Indented writing is normally recovered by one of two methods: photographically using oblique light, or by use of an apparatus commonly referred to as ESDA, for Electrostatic Detection Apparatus.

  Oblique lighting

Oblique light, or simply lighting at an angle, is applied to the surface of the paper to reveal any furrows of indented writing. A photo is them taken of the shadowed indentation. Moving the light source and taking multiple exposures should fill in most available indentations with shadow, and hopefully reproduce the indented writing. While oblique lighting techniques are often quite accepted in court, they're unable to recover invisible microscopic indentations, which may occur three or four pages down. They also have an inherently lengthy processing time.

Electrostatic Detection (ESDA)

ESDA provides a method of detecting and permanently recording latent writing impressions on the surface of a paper. Indentations are created when two or more sheets of paper are resting atop one another during the writing act. The underlying pages contain the latent impressions that the ESDA is designed to record. Using ESDA, it's possible to image indented writing three, four, or more pages below the original writing. Some documents are unsuited for this process -- documents previously processed for latent fingerprints, made of thick cardboard, or which have been saturated with fluids fall into this category.

The page suspected of bearing indentations is covered with a cellophane material which is then pulled into firm contact with the paper by a vacuum drawn through a porous bronze plate. This serves to "fasten" the document, and cellophane covering, to the plate. The cellophane covering prevents damage to the original document. The document and cellophane are then subjected to a repeated high voltage static charge.

This results in a variably charged surface, with the heavier static charge remaining within any impressions, even microscopic ones. Black toner (similar to that used in dry-process photocopy machines), is then cascaded over the cellophane surface. The areas of the document containing the higher static electric charge retain the black toner, resulting in a deposit of toner in the indentations in the paper. These developed indentations may be photographed and then preserved by means of placing an adhesive backed clear plastic sheet over the cellophane while it is still being held in place by the vacuum of the ESDA.

A sheet of paper taken from a notepad in a bank robbery suspect's home was processed using the Electrostatic Detection Apparatus. The result shown on the left matches the writing on the note on the right, which was given to the bank teller.

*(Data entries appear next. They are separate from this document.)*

PR #2507, opened 2020-06-28
Fix UT random fails

pinggao18:
UT random fails due to small tolerance while comparing array values


pinggao18:
jenkins test :  http://10.239.47.210:18888/view/ZOO-PR/job/ZOO-PR-Validation/3660/

PR #2512, opened 2020-06-29
Generate object ids for plasma error handling

hkvision:
Previously if putting into plasma tasks fail, each spark retrial would create a new object id to put the data. This would lead to memory leak if only some tasks fail.

Generate an ObjectID for each partition beforehand for plasma.
In case tasks fail, spark would retry to put into plasma. If the target id already exists, we suppose that the task on that partition succeeds and does nothing. Otherwise, still use this id to put into plasma.

### DIFF
--- a/pyzoo/zoo/orca/data/shard.py
+++ b/pyzoo/zoo/orca/data/shard.py
@@ -333,14 +333,20 @@ class SparkXShards(XShards):
                 res = list(iterator)
                 client = plasma.connect(object_store_address)
                 target_id = ids[index]
+                # If the ObjectID exists in plasma, we assume a task trial
+                # succeeds and the data is already in the object store.
                 if not client.contains(target_id):
                     object_id = client.put(res, target_id)
-                    assert object_id == target_id
+                    assert object_id == target_id, \
+                        "Error occurred when putting data into plasma object store"
                 client.disconnect()
                 yield target_id, get_node_ip()
             return f
 
-        # Create plasma ObjectIDs beforehand instead of creating a random one every time.
+        # Create plasma ObjectIDs beforehand instead of creating a random one every time to avoid
+        # memory leak in case errors occur when putting data into plasma and Spark would retry.
+        # ObjectIDs in plasma is a byte string of length 20 containing characters and numbers.
+        # The random generation of ObjectIDs is often good enough to ensure unique IDs.
         import pyarrow.plasma as plasma
         object_ids = [plasma.ObjectID.from_random() for i in range(self.rdd.getNumPartitions())]
         object_id_node_ips = self.rdd.mapPartitionsWithIndex(put_to_plasma(object_ids)).collect()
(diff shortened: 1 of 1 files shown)


hkvision:
What about this? @jason-dai @yangw1234

hkvision:
jenkins passed: http://10.239.47.210:18888/job/ZOO-PR-Validation/3683/

pyzoo/zoo/orca/data/shard.py
```diff
@@ -322,33 +322,28 @@ def get_data(data):
...
 
-        # Generate a random string here to make sure that when this method is called twice, the
-        # seeds to generate plasma ObjectID are different.
-        random_str = ''.join(
-            [random.choice(string.ascii_letters + string.digits) for i in range(32)])
-        object_id_node_ips = self.rdd.mapPartitionsWithIndex(put_to_plasma(random_str)).collect()
+        # Create plasma ObjectIDs beforehand instead of creating a random one every time.
+        import pyarrow.plasma as plasma
+        object_ids = [plasma.ObjectID.from_random() for i in range(self.rdd.getNumPartitions())]
+        object_id_node_ips = self.rdd.mapPartitionsWithIndex(put_to_plasma(object_ids)).collect()
```
jason-dai, line 346: Is it possible to generate ID that already exists in the executor side?

hkvision: Can you give more details? Originally on each node, there would be no IDs. If some tasks succeed, there will be IDs and can be retrieved.

jason-dai: How do you make sure the generated ID does not already exist in the plasma?

hkvision: Object ID is a byte string of length 20 that consists of numbers and lower-letter chars. So I suppose there is little probability to generate two same random IDs?

jason-dai: How does each previously plasma id get generated in each partition?

hkvision: Previously if we don't specify the ID, plasma itself would generate a random ID for the data. Now if we specify the ID, plasma would exactly use the id we input.

jason-dai: > Previously if we don't specify the ID, plasma itself would generate a random ID for the data. Now if we specify the ID, plasma would exactly use the id we input.

How does plasma generate the ID?

hkvision: I suppose plasma would also randomly generate the ID of the expected format.

hkvision:
Synced with @jason-dai offline. Would merge it first. If there are further issue, would fix in another PR.

hkvision:
jenkins http://10.239.47.210:18888/job/ZOO-PR-Validation/3705/
One failure in scala is irrelevant.

hkvision:
jenkins passed: http://10.239.47.210:18888/job/ZOO-PR-Validation/3707/

PR #2519, opened 2020-06-30
Orca tf estimator for Spark DataFrame

jenniew:
Add Spark DataFrame support for Orca tf estimator for both graph and keras model.

Related issue: https://github.com/analytics-zoo/orca/issues/57


pyzoo/zoo/orca/learn/tf/estimator.py
```diff
@@ -123,19 +127,38 @@ def flatten(data):
...
+                                 sequential_order=sequential_order,
+                                 shuffle=shuffle)
 
     return dataset
 
 
-def _to_dataset(data, batch_size, batch_per_thread):
+def _to_dataset(data, batch_size, batch_per_thread, validation_data,
+                feature_cols, labels_cols, hard_code_batch_size,
+                sequential_order, shuffle):
```
jason-dai, line 140: need to make sure `data` and `validation_data` have the same type

jenniew: updated

pyzoo/zoo/orca/learn/tf/estimator.py
```diff
@@ -123,21 +127,44 @@ def flatten(data):
...
+    if validation_data:
+        assert type(data) == type(validation_data), \
```
jason-dai, line 142: It's possible both data and validation_data are both sub-classes of , say, `SparkXShards`, but have different types?

pyzoo/zoo/orca/learn/tf/estimator.py
```diff
@@ -51,7 +52,10 @@ def from_graph(*, inputs, outputs=None,
 
 def _xshards_to_tf_dataset(data_shard,
```
jason-dai, line 53: maybe move `_xshards_to_tf_dataset` and `_to_dataset` to a different file

pyzoo/zoo/orca/learn/tf/estimator.py

pyzoo/zoo/orca/learn/tf/estimator.py

jenniew:
support prediction result as dataframe. 
Related issue: https://github.com/intel-analytics/analytics-zoo/issues/2546

pyzoo/zoo/orca/learn/tf/utils.py
```diff
@@ -0,0 +1,166 @@
...
+def convert_predict_to_dataframe(df, prediction_rdd):
+    from pyspark.sql.types import StructType, StructField, FloatType
+    from pyspark.ml.linalg import VectorUDT, Vectors
+
+    def combine(pair):
+        # scalar
+        if len(pair[1].shape) == 0:
+            return dict(list(pair[0].asDict().items()) + [("prediction", float(pair[1].tolist()))]), FloatType()
+        else:
+            return dict(list(pair[0].asDict().items()) + [("prediction", Vectors.dense(pair[1]))]), VectorUDT()
```
jason-dai, line 159: instead of using dictionary, I think you can simple generate RDD[Row]:

 ```return pair[0]('prediction')=pair[1]```

jenniew: change to Row.

pyzoo/test/zoo/orca/learn/spark/test_estimator_for_spark.py
```diff
@@ -37,184 +41,262 @@ def __init__(self):
...
-        result = {
-            "x": (df['user'].to_numpy(), df['item'].to_numpy()),
-        }
-        return result
-
-    data_shard = data_shard.transform_shard(transform)
-    dataset = Dataset.from_tensor_slices(data_shard)
-    predictions = est.predict(dataset).collect()
-    assert len(predictions) == 10
+class TestEstimatorForGraph(TestCase):
```
yangw1234, line 44: Any reasons to change these? Subclassing does not work well with fixtures.

jenniew: I want to use Testcase.assertRaises(Exception) to assert exception. And we don't need to pass fixture anymore, because zoo.orca.data.pandas.read_csv(file_path, sc) is changed to zoo.orca.data.pandas.read_csv(file_path) now and no need sc explicitly.

jenniew:
Jenkins: http://10.239.47.210:18888/view/ZOO-PR/job/ZOO-PR-Validation/3774/
Only some examples are not passed but not related with this PR.

jenniew:
@jason-dai @yangw1234 What else do we need to change for this PR?

jason-dai:
LGTM

PR #2525, opened 2020-07-02
Fix Orca read file path

### LINKED ISSUE #2521: Orca read file sometimew would report path not exist if don't specify file:/// for local file
When I run the Orca pandas read file code on Almaren node, for local file path, I must specify `file:////opt/work/...`, otherwise the error is thrown:
```
2020-07-01 16:53:32 WARN  Utils$:111 - /opt/work/client/kai/rbi_data/sample_data/train doesn't exist!
Traceback (most recent call last):
  File "pandas_backend.py", line 23, in <module>
    orient='columns', lines=True)
  File "/opt/work/client/anaconda3/envs/mxnet-0.8/lib/python3.6/site-packages/zoo/orca/data/pandas/preprocessing.py", line 57, in read_json
    return read_file_spark(context, file_path, "json", **kwargs)
  File "/opt/work/client/anaconda3/envs/mxnet-0.8/lib/python3.6/site-packages/zoo/orca/data/pandas/preprocessing.py", line 109, in read_file_spark
    raise Exception("The file path is invalid/empty or does not include csv/json files")
Exception: The file path is invalid/empty or does not include csv/json files
```
I suppose for most cases just inputting the normal local file path works.
But for the cases that need to specify file:/// to work, the error message is misleading. Shall we handle this? Or we can write some documentations for this.

hkvision:
- Fix #2521 do not use Scala HadoopFS API to list local file paths.
- Do not filter files by its suffix as neither Spark or Pandas does this. We just pass all the files to Spark or Pandas and let them handle or raise an error. For pandas during read time error would be raised if the file format is wrong. For spark seems it can read anything, but when you do transformation on the resulting DataFrame, the error would be raised if the file format is not as expected.

### DIFF
--- a/pyzoo/test/zoo/orca/data/test_pandas_backend.py
+++ b/pyzoo/test/zoo/orca/data/test_pandas_backend.py
@@ -40,7 +40,7 @@ class TestSparkXShards(TestCase):
         file_path = os.path.join(self.resource_path, "abc")
         with self.assertRaises(Exception) as context:
             xshards = zoo.orca.data.pandas.read_csv(file_path)
-        self.assertTrue('The file path is invalid/empty' in str(context.exception))
+        self.assertTrue('No such file or directory' in str(context.exception))
 
     def test_read_local_json(self):
         ZooContext.orca_pandas_read_backend = "pandas"
--- a/pyzoo/test/zoo/orca/data/test_pandas_backend.py
+++ b/pyzoo/test/zoo/orca/data/test_pandas_backend.py
@@ -41,6 +41,11 @@ class TestSparkXShards(TestCase):
         with self.assertRaises(Exception) as context:
             xshards = zoo.orca.data.pandas.read_csv(file_path)
         self.assertTrue('No such file or directory' in str(context.exception))
+        file_path = os.path.join(self.resource_path, "image3d")
+        with self.assertRaises(Exception) as context:
+            xshards = zoo.orca.data.pandas.read_csv(file_path)
+        # This error is raised by pandas.errors.ParserError
+        self.assertTrue('Error tokenizing data' in str(context.exception))
 
     def test_read_local_json(self):
         ZooContext.orca_pandas_read_backend = "pandas"
--- a/pyzoo/zoo/orca/data/pandas/preprocessing.py
+++ b/pyzoo/zoo/orca/data/pandas/preprocessing.py
@@ -46,11 +46,11 @@ def read_json(file_path, **kwargs):
 
 def read_file_spark(file_path, file_type, **kwargs):
     sc = init_nncontext()
+    node_num, core_num = get_node_and_core_number()
 
     if ZooContext.orca_pandas_read_backend == "pandas":
         file_url_splits = file_path.split("://")
         prefix = file_url_splits[0]
-        node_num, core_num = get_node_and_core_number()
 
         file_paths = []
         if isinstance(file_path, list):
@@ -141,12 +141,12 @@ def read_file_spark(file_path, file_type, **kwargs):
                 comment = kwargs["comment"]
                 if not isinstance(comment, str) or len(comment) != 1:
                     raise ValueError("Only length-1 comment characters supported")
-            df = spark.read.csv(file_paths, **kwargs)
+            df = spark.read.csv(file_path, **kwargs)
             if header is None:
                 df = df.selectExpr(
                     *["`%s` as `%s`" % (field.name, i) for i, field in enumerate(df.schema)])
         else:
-            df = spark.read.json(file_paths, **kwargs)
+            df = spark.read.json(file_path, **kwargs)
 
         # Handle pandas-compatible postprocessing arguments
         if isinstance(names, list):
--- a/pyzoo/zoo/orca/data/pandas/preprocessing.py
+++ b/pyzoo/zoo/orca/data/pandas/preprocessing.py
@@ -46,20 +46,21 @@ def read_json(file_path, **kwargs):
 
 def read_file_spark(file_path, file_type, **kwargs):
     sc = init_nncontext()
-    file_url_splits = file_path.split("://")
-    prefix = file_url_splits[0]
-    node_num, core_num = get_node_and_core_number()
-
-    file_paths = []
-    if isinstance(file_path, list):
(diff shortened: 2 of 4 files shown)


pyzoo/zoo/orca/data/utils.py
```diff
@@ -59,35 +59,33 @@ def list_s3_file(file_path, file_type, env):
...
-            # only get json/csv files
-            file_paths = [file for file in file_paths
-                          if os.path.splitext(file)[1] == "." + file_type]
+            from os import listdir
+            from os.path import isfile, abspath, join, splitext
+            # An error would be already raised here if the path is invalid.
+            file_paths = [abspath(join(file_path, file)) for file in listdir(file_path)]
+    # Only get json/csv files.
+    file_paths = [file for file in file_paths
+                  if os.path.isfile(file) and os.path.splitext(file)[1] == "." + file_type]
```
jenniew, line 88: This would not work on mastercard case. The input is one *.data file, so my original logic is not to check suffix if path is a file. For directory, I filter suffix to remove unrelated files. Actually pandas does not check file suffix. We may change logic to not filter but skip the pandas read result if pandas return null or throw exception. But this may cause some partition empty.

hkvision: But your previous logic is wrong, you are only focusing on the mastercard's single case but not general. What about users have  a directory of .dat files? Then you still filter all of them and get nothing.

hkvision: Since the function name is read_csv, it is reasonable that all the input files should be .csv. We can add read_dat if necessary. What do you think? @jason-dai

jenniew: I know your concern. My original design is assuming the file suffix is csv.  But it cannot apply to mastercard case, so I make this workaround.  Pandas has no constraint for file name.  Maybe let us check what spark do. I think read_dat is not necessary, as data file can store different formats.

jason-dai: what's the format of the .dat file?

jenniew: .dat file can store text, image, video, binary, etc. No fix format.

jason-dai: > .dat file can store text, image, video, binary, etc. No fix format.

If the file is not cvs format, what's the behavior of `pd.read_csv`?

jenniew: It would throw exception. Do we remove the filter for filenames and throw exception if pandas fails?

hkvision: OK. I checked mastercard code, it uses the ml-1m dataset which are `.dat` files.
Seems pd.read_csv can only support reading one file; if I input a directory it directly raises an exception. If it can't parse the file, it also raises an exception.
But we are supporting multiple files, just throwing an exception if one file fails may not be reasonable...

jenniew: Or maybe we can do something like ImageProcessing, provide a flag to ignore reading error. If user choose to ignore, we may only give warning message. If not choose ignore, throw exception. There may be possible that user won't like to continue if the some data is incorrect. So give the option may satisfy different requirements.

hkvision: But as you mentioned before, how to handle possible empty partitions? We still need to add a remove empty method?

jenniew: For the functionality, I think our code can work even there are empty partitions. I checked SparkXShards operations, only partition_by() and to_ray() use rdd.mapPartitions(). Others use rdd.map(). rdd.map() can work even there are empty partitions. In partition_by() operation, it first calls rdd.partitionBy(), which rearranges the elements almost evenly to partitions so the empty partitions would be removed, then calls rdd.mapPartitions(). For to_ray() operation, I think we may often call xshards.repartition() before to_ray(), repartition would  re-dispatch elements too, so to_ray() may not store empty partition data to plasma. For the performance, there may have some influence.

hkvision:
I tested that `spark.read.csv` can accept a folder and will read all the files under the folder. But surprisingly it can read any file, including images, but the result could be wrong or messy.
My opinion is to filter csv files only to play safe since seems both pandas and spark have no guarantee that the result is correct given any file type. @jason-dai @jenniew

hkvision:
@jenniew Take a look. Removed the logic of filtering files. Let pandas or spark to handle and report the error. As spark.read.csv/json already accepts multiple files or a folder, the file extraction logic only applies for pandas backend.

pyzoo/zoo/orca/data/pandas/preprocessing.py
```diff
@@ -46,20 +46,21 @@ def read_json(file_path, **kwargs):
...
+        file_paths = []
+        if isinstance(file_path, list):
+            [file_paths.extend(extract_one_path(path, os.environ)) for path in file_path]
+        else:
+            file_paths = extract_one_path(file_path, os.environ)
 
-    if not file_paths:
-        raise Exception("The file path is invalid/empty or does not include csv/json files")
+        if not file_paths:
+            raise Exception("The file path is invalid/empty or does not include csv/json files")
```
jenniew, line 62: raise Exception("The file path is invalid/empty). As we don't filter csv/json files, we cannot tell if the folder include csv/json files.

pyzoo/test/zoo/orca/data/test_pandas_backend.py
```diff
@@ -40,7 +40,7 @@ def test_read_local_csv(self):
         file_path = os.path.join(self.resource_path, "abc")
         with self.assertRaises(Exception) as context:
             xshards = zoo.orca.data.pandas.read_csv(file_path)
-        self.assertTrue('The file path is invalid/empty' in str(context.exception))
+        self.assertTrue('No such file or directory' in str(context.exception))
```
jenniew, line 43: Can you add negative test of file/folder is/contains invalid csv/json file?

hkvision: Added. Take a look.

jenniew:
LGTM.

hkvision:
jenkins passed: http://10.239.47.210:18888/job/ZOO-PR-Validation/3786/

hkvision:
Thanks for your review @qiyuangong @jenniew

PR #2527, opened 2020-07-02
Remove reading file to RayXShards

hkvision:
Fix https://github.com/analytics-zoo/orca/issues/55 the second issue.

Now RayXShards is only a connector for Ray-based Estimators or Trainers.
read_csv/json only Spark only and thus I remove the context argument, get the sc inside the function instead.
All preprocessing/transformation steps should be operated on Spark.
RayXShards should be transparent to users.


hkvision:
jenkins passed: http://10.239.47.210:18888/job/ZOO-PR-Validation/3709/

hkvision:
> Does RayXShards.colocate_actors(self, actors) only work for MXNetRunner actor? If we want to support for general actors, we may assert len(actor) == len(self.partitions). And actor.get_node_ip() may not exist, we may use ray.services.get_node_ip_address()?

This is supposed to be general but currently only tested on MXNetRunner. Would add support if other ray estimators are ready.
ray.services.get_node_ip_address only works on the current node, how can you get the ip of the remote actor? We should suppose each actor has a get ip function, otherwise we are not able to do this.

Anyway, this is not related to this PR. You can raise a new issue if necessary.

jenniew:
LGTM

hkvision:
Thanks for your review @jenniew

If the recovered indented handwriting is of a high enough quality, it can associate somebody to the questioned document, as in the case of the man who was receiving rambling anonymous letters which referred to his personal life. The handwriting, however, didn't seem to belong to anyone associated with him. A ESDA version of the notes revealed previous drafts of the letters, written in his wife's handwriting. She had been authoring the notes, and giving them to a friend to write.

The advantages of electrostatic detection are two-fold: ESDA is extremely sensitive, and it's also non-destructive. The indentations are revealed on the protective cellophane surface, and the original document remains unharmed throughout the process.